A top priority for today's budding feminists?
Is it me or was that post "spectacularly ridiculous?"
Sorry I can't quite figure why that was posted to you... I am confused and I didn't even inhale...
570
posted on
08/19/2003 12:20:14 AM PDT
by
Robert_Paulson2
(If we just erect a big, expensive stone monument... everything will be alright!)
To: Terry Mross
A woman lives with her two kids so her rent cost is divided by three. --you said
So, I should send my three and five year olds out to work to pick up their part of the rent?--me
The courts figure the husband must pay half the rent.--you
So, isn't that better than paying two thirds?--me
Hmmm. . .emigrate to Sweden, my ex only pays $117 per child--and this is to include food, daycare, clothes, etc.
To: gogeo
>>It's only possible to be reasonable with reasonable people. My frustration is not aimed at my ex-wife per se, because she is who she is. My anger is aimed at the family law system, which takes a bad situation and makes it unbearable. I'm a responsible father, and have never been one day late on payment...or visitation...for over 11 years. If I told you about my experiences, you'd think I was exaggerating.<<
That is EXACTLY my take on the whole thing. Every word of that statement would be true of my situation as well.
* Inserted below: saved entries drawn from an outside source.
PR #1904, opened 2023-11-21
Add Diffeo abstraction

luisfpereira:
Following the ideas started in #1863, this PR brings in the notion of `Diffeo`.

Additionally, it refactors `discrete_curves` (done with @alebrigant). This happens together, because this module is heavily dependent on the `Diffeo` abstraction: `SRVTransform`, and `FTransform`.

**Design of `Diffeo`**

(This part may interest you @ymontmarin.)

Most of it results from what was already implemented in `PullbackDiffeoMetric`.

In particular, `diffeomorphism`, and `inverse_diffeomorphism` keep the same signature, while `tangent_diffeomorphism`, and `inverse_tangent_diffeomorphism` have an additional `image_point` or `base_point` due to reasons specified in the docstrings of the abstract class.

We've also decided to split the autodiff part in a new class called `AutodiffDiffeo`. While `Diffeo` is purely abstract, `AutodiffDiffeo` (a child of `Diffeo`) brings in implementations for `tangent_diffeomorphism` and `inverse_tangent_diffeomorphism` given implementations of `diffeomorphism` and `inverse_diffeomorphism` through automatic differentiation. I think this split makes sense both from a conceptual and coding point of view, as `AutodiffDiffeo` defines several methods that are required almost exclusively for the automatic differentiation (e.g. `jacobian_diffeomorphism`) and are usually not considered outside of this scope. (This also simplifies implementations as the ones mentioned below)

Moving these methods out of `PullbackDiffeoMetric` to a new abstraction (`Diffeo`) also allows to bring in new implementations that build on top of the new class. In particular, `ReversedDiffeo` just converts a `Diffeo` from $M \to N$ in a diffeo from $N \to M$. More interestingly, `ComposedDiffeo` takes several diffeos (e.g. $M \to N \to P$) and creates a (composed) diffeo between the first and last manifold (e.g. $M \to P$). This may be useful to avoid creating unnecessary intermediate representations, while still keeping the possibility of using such representations without code duplication if wanted.

**Affected modules**

While several modules were affected by this change, the main changes were done in `spd_matrices`/`hpd_matrices`, and `discrete_curves`.

**`spd_matrices`/`hpd_matrices`**

(This part may interest you @YannCabanes, as `hpd_matrices` has changed similarly to `spd_matrices`.)

We've created the diffeomorphisms `LogDiffeo`, `PowerDiffeo`, and `CholeskyMap`. This hugely simplifies `SPDMatrices` API. I've also transformed some methods into functions due to wide use (`logmh`, `expm`, `powermh`). The intention is to move them to the backend afterwards.

Due to the new `LogDiffeo`, we've implemented `SPDLogEuclideanMetric`as a `PullbackDiffeoMetric`.

Due to the new `PowerDiffeo`, we've removed `power_affine`, and `power_euclidean` from `SPDAffineMetric`, and `SPDEuclideanMetric`, respectively, as this metric can be obtained with `SPDPowerMetric` (which takes advantage both from `PullbackDiffeoMetric` and `ScalarProductMetric`)  with much simpler (and complete) code, without any performance degradation. For example, `SPDEuclideanMetric.parallel_transport` would raise a `NotImplementedError` for `power_euclidean != 1`, whereas now it works properly.

**`discrete_curves`**

(This part may interest you @MMalikT)
 
(with @alebrigant )

We've decided, for the moment, to focus only on `DiscreteCurvesStartingAtOrigin`, which are discrete curves modulo translation.

The method `projection` takes a `DiscreteCurve` and removes translation and origin (@alebrigant, we may need to iterate on this, but for now, not having the origin in the point representation is much more convenient in order to take advantage of existing implementations, such as `NFoldManifold`). This method is widely used in the already existing notebooks to keep the previous behavior. Within the notebooks we've added back the origin before plotting.

We've implemented `SRVTransform` and `FTransform`. The corresponding pullback metrics (`ElasticTranslationMetric` and `SRVTranslationMetric`) simply inherit from `PullbackDiffeoMetric` without overriding any code.

For the quotienting by reparameterizations, we've divide the algorithms we have to align curves into two classes (`IterativeHorizontalGeodesic`, and `DynamicProgrammingAligner`). This follows an idea we were already pursuing in `graph_space` and deeply simplifies the implementation of `SRVTranslationReparametrizationBundle` (we simply need to pass an aligner - or accept the default one) and `SRVTranslationReparametrizationQuotientMetric` (the implementation is independent of the algorithm). Both algorithms are still fragile and their implementations need to be improved.

Several auxiliar methods were added to (conceptually) simplify the implementations, such as `forward_difference`, `centered_difference`, and so on. A next step is to extend this notions to ambient manifolds other than the Euclidean space.

We've fully removed `ClosedDiscreteCurves` because the implementation is not consistent with the changes. We need to revisit this afterwards.


ymontmarin:
@luisfpereira Hi Luis, thank you for letting me know ! I just read the new classes and think is great! It unify the structure of the notions. Also the subclass for autodiff behavior is way more elegant !

alebrigant (approved):
Great work, this makes discrete curves so much cleaner. The way you simplified the code for the fiber bundle structure in particular is very nice. Thanks !! I just put some comments on a few docstrings.

geomstats/geometry/diffeo.py
```diff
@@ -0,0 +1,331 @@
...
+
+        Parameters
+        ----------
+        base_point : array-like, shape=[..., *space_shape]
+            Base point.
+
+        Returns
+        -------
+        image_point : array-like, shape=[..., *image_shape]
+            Inner-product matrix.
```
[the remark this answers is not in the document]
luisfpereira: Bad copy-paste. Fixing. Thanks!

geomstats/geometry/diffeo.py
```diff
@@ -0,0 +1,331 @@
...
+        """
+
+    @abc.abstractmethod
+    def inverse_diffeomorphism(self, image_point):
+        r"""Inverse diffeomorphism at base point.
+
+        :math:`f^-1: N \rightarrow M` of the manifold
```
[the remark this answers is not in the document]
luisfpereira: Clearly not.

geomstats/geometry/diffeo.py
```diff
@@ -0,0 +1,331 @@
...
+        image_tangent_vec : array-like, shape=[..., *image_shape]
+            Image tangent vector at image of the base point.
+        """
+        if base_point is None:
+            base_point = self.inverse_diffeomorphism(image_point)
+
+        batch_shape = get_batch_shape(self._space_point_ndim, tangent_vec, base_point)
+        flat_batch_shape = (-1,) if batch_shape else ()
+
+        J_flat = gs.reshape(
```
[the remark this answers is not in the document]
luisfpereira: Changed to lower.

geomstats/test_cases/geometry/fiber_bundle.py
```diff
@@ -477,15 +482,19 @@ def tangent_riemannian_submersion(self, tangent_vec, base_point):
...
         if base_point is None:
-            if fiber_point is not None:
-                base_point = self.riemannian_submersion(fiber_point)
-            else:
-                raise ValueError(
-                    "Either a point (of the total space) or a "
-                    "base point (of the base manifold) must be "
-                    "given."
-                )
+            base_point = self.riemannian_submersion(fiber_point)
```
ninamiolane, line 493: NIT: We could use total_point instead of fiber_point, so that the points mirror the names of the spaces:
- total_point belongs to total_space,
- base_point belongs to base_space,
and "fiber_point" can confuse people as it seems that it refers to a point on the fiber (i.e., to a group element), as opposed to a point in the fiber bundle (which is an element of the total space)

tests/tests_geomstats/test_geometry/data/discrete_curves.py
```diff
@@ -67,20 +56,21 @@ class SRVShapeBundleTestData(FiberBundleTestData):
...
-                [dict(n_reps=n_reps, n_times=n_times) for n_reps in self.N_VEC_REPS]
-            )
-        return self.generate_tests(data)
 
-    def horizontal_geodesic_has_horizontal_derivative_test_data(self):
-        data = []
-        for n_times in [20]:
-            data.extend([dict(n_points=n_points, n_times=n_times) for n_points in [1]])
-        return self.generate_tests(data)
+class AlignerCmpTestData(TestData):
```
ninamiolane, line 60: What is "Cmp"? Is AlignedCmp a class in the codebase? Can you leave a docstring explaining why it deserves to have a spcial TestData?

tests/tests_geomstats/test_geometry/data/hpd_matrices.py
```diff
@@ -58,42 +54,24 @@ def belongs_test_data(self):
...
-        "geodesic_ivp_belongs",
-        "exp_belongs",
-    )
-
     def exp_domain_vec_test_data(self):
         return self.generate_vec_data()
 
 
-class HPDLogEuclideanMetricTestData(ComplexRiemannianMetricTestData):
+class HPDLogEuclideanMetricTestData(PullbackDiffeoMetricTestData):
```
ninamiolane, line 75: 🎉

tests/tests_geomstats/test_geometry/data/positive_lower_triangular_matrices.py
```diff
@@ -3,33 +3,12 @@
...
-        return self.generate_random_data()
-
-    def differential_gram_belongs_to_symmetric_matrices_test_data(self):
-        return self.generate_random_data()
-
-    def inverse_differential_gram_belongs_to_lower_triangular_matrices_test_data(self):
-        return self.generate_random_data()
-
-
 class PositiveLowerTriangularMatrices2TestData(TestData):
```
ninamiolane, line 12: Maybe remove the `2` in the PositiveLowerTriangularMatrices2 here.

tests/tests_geomstats/test_geometry/test_discrete_curves.py
```diff
@@ -2,224 +2,191 @@
...
+
+
+@pytest.mark.smoke
+class TestAlignerCmp(TestCase, metaclass=DataBasedParametrizer):
+    total_space = DiscreteCurvesStartingAtOrigin(k_sampling_points=10)
+    bundle = SRVTranslationReparametrizationBundle(total_space)
 
-    space.equip_with_group_action("reparametrizations")
-    space.equip_with_quotient_structure()
+    aligner = IterativeHorizontalGeodesic()
```
ninamiolane, line 177: NIT: this class' name should probably end with Aligner, to match the logic of line 178.

tests/tests_geomstats/test_geometry/test_spd_matrices.py
```diff
@@ -2,49 +2,105 @@
...
     SPDEuclideanMetricTestData,
     SPDLogEuclideanMetricTestData,
     SPDMatrices2TestData,
     SPDMatrices3TestData,
     SPDMatricesTestData,
+    SymMatrixLogSmokeTestData,
 )
 
 # TODO: check affine invariance
+# TODO: add SPDPowerMetricTestCase against some power=1?
```
ninamiolane, line 56: Put TODOs in github issues, not in the code (otherwise the nb of TODOs  will blow up)

ninamiolane (approved):
This is fantastic, thank you very much! I've left minor comments.

tests/tests_geomstats/test_geometry/data/discrete_curves.py
luisfpereira: "Cmp" stands for comparison. This is a kind of test I've recently added that compares the outputs of two objects that do the same job. e.g. in this case it compares the outputs of the two algorithms we have for alignment.

I've implemented a similar comparison for metrics: if we have two different ways of implementing a given metric, it is very powerful to compare the results both provide as it would be very unlikely two independent ways of doing the same thing give the same results in random data.

tests/tests_geomstats/test_geometry/data/positive_lower_triangular_matrices.py
luisfpereira: The 2 here means `n=2`, as this corresponds to smoke data on a particular space.

tests/tests_geomstats/test_geometry/test_spd_matrices.py
luisfpereira: Done.

tests/tests_geomstats/test_geometry/test_discrete_curves.py
luisfpereira: Done.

Unfortunately, our story is beyond just common - it's epidemic - and our culture is most definitely just STARTING to pay the price.
572
posted on
08/19/2003 2:52:20 AM PDT
by
RobRoy
To: RobRoy
...except for me it was only six years.
573
posted on
08/19/2003 2:53:10 AM PDT
by
RobRoy
To: Rutabega
I don't believe I should have to pay ANYTHING towards the raising of children who were forcefully removed from my care, protection and responsibility. And if the government didn't have the power of the Gun, I wouldn't have.
Heck, I wouldn't have let them take the kids at all. If I had known my ex wanted out that bad, I would have simply shown her the door.
574
posted on
08/19/2003 2:56:13 AM PDT
by
RobRoy
To: Robert_Paulson2
The nutty post was a blanket statment to everyone. That chick is a loon.
To: null and void
"Also find out who the other lawyers in your area DON'T want to go up against..."
If you can see the problem before the spouse gets an attorney, a good, pre-emptive strike is to find out who the nastiest, bull dog attorneys are and pay them for a 1/2 hour consultation on your situation.
That way you have already established a relationship with that attorney and the spouse will have to find someone else.
You might spend $1000 tying up the best attorneys in town, but its money well spent.
To: Phaedrus
No secret. She's just a slut looking for a good time and is afraid that life is going by too fast.
577
posted on
08/19/2003 5:52:03 AM PDT
by
PatrioticAmerican
(Helping Mexicans invade America is TREASON!)
To: gogeo
unfortunately, exaggeration tends to be unneccessary regarding the vindictiveness of ex-spouses.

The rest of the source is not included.